Question: What do you think, finally, Mr. President, of what President Coolidge states regarding the rights of Americans and the efforts of their Government to defend them when they are menaced or in danger in foreign countries?

Answer: The thesis of President Coolidge seems to me to be above reproach.

As a matter of fact, when citizens of one country go to a foreign country they must do so upon the understanding that they will submit to the laws of that country, though such submission does not imply that they have lost all the benefits established by international law.

That is to say, we think, indeed, that besides the concrete principles established by the laws of a country, there can be and there are rights derived from principles definitely and expressly consecrated by international law and that, from this point of view, the protection of the government of a country, whether strong or weak, for its citizens situated in another country, is just.

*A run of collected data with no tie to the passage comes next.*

PR #209, opened 2015-04-13
Update ITEM_en.tsv

Sunaries:
- To avoid confusion on the term 'Attribute' and 'Status', I suggest to replace 'Status Point' with 'Ability Point'


imcgames:
:+1:

PR #580, opened 2015-07-30
Sidequest - Hidden Treasures

ensata:
standardised the translations between quest-etc-item for the Hidden Treasures sidequest lines.
Also translated the relevant quest journal entries.

considered experimental due to cross-dependence over 4 files.


imcgames:
Thank you :smile:

PR #587, opened 2015-07-30
mapnames for cbt navigation

ensata:
etc.tsv 1140-1450 - the main block of map names
three types of edits:
1. a dozen or so map name changes based on a quick look
2. changed levels to conform to English styles, also for length (ie. 1st Floor -> 1F)
3. added letter codes to duplicate names for faster identification for English speakers; mapcodes are still in brackets and should be removed later.

(PS: due to the amount, the map name suggestions are collated here: https://github.com/ensata/ToS-en-fork/blob/notes/mapnames.tsv )


imcgames:
Thank you :smile: 

(map codes are only used in system so we'll just leave it as is. 
As for the map name changes, we've merged most of it, and changed them in the wiki as well. )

But I want to make some explanations with regard to these principles. It is true, and has a clear explanation in human nature, that [Page 225] citizens or subjects of a strong country when they enter and obtain property in a weak country, resort to their governments because of real or supposed violations of rights before exhausting the remedies indicated by the laws of the country in which they live, and this unquestionably produces, when undue attention is paid to such demands by the foreign offices of strong countries with too much generosity or without sufficient study of each concrete case, it produces, I say, painful situations for the weak country as well as undue and intolerable disdain on the part of the nationals of strong countries which find the protection of the foreign office of their country more convenient and opportune than the legal remedies of the country in which they live, thereby contributing sooner or later to creating painful situations between peoples who might have a perfect community of feeling and purpose.

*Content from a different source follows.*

PR #590, opened 2015-07-31
fixing potential rendering bug for cbt

ensata:
mass search and replace of all {Nl} tags to {nl} to prevent a potential rendering error before the cbt
please note that this tag error may indicate that all surrounding lines came from a cut-and-pasted machine translation.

But these difficulties are not really anything but details without importance in the friendly life of peoples when in the governments, weak or strong, there is a consciousness of responsibility on the part of the rulers and the firm purpose of not injuring just rights of anyone.

And, now, referring to the concrete case of Mexico and of the United States, as this consciousness of responsibility and this purpose of governmental honesty exist among us, and as the spiritual and commercial approach of our peoples is becoming ever more frank, and since at the bottom of all the difficulties there is only lack of comprehension or differences of view in the appreciation of matters of a legal, theoretical or technical character, which do not really affect the facts and will not affect legitimate interests; and since they have not injured the feelings of the countries nor, fortunately, in recent times, brought any injury to our dignity, I am sure that the road is open for an easier and better understanding which may definitely assure the satisfactory settlement of all our difficulties.

  1. Not printed.
  2. Not printed.
  3. File translation revised.
  4. As printed in El Universal, México, D. F., April 27, 1927.
  5. See Foreign Relations, 1923, vol. ii, pp. 555 and 560.
  6. See ibid., 1923, vol. ii, pp. 522 ff.; also Proceedings of the United States-Mexican Commission Convened in Mexico City, May 14, 1923.
  7. The President’s exact words were “that they can count on such support as we can lawfully give them when they are beset with difficulties.”
  8. His exact words were “We have undertaken to discourage revolutions within that area.”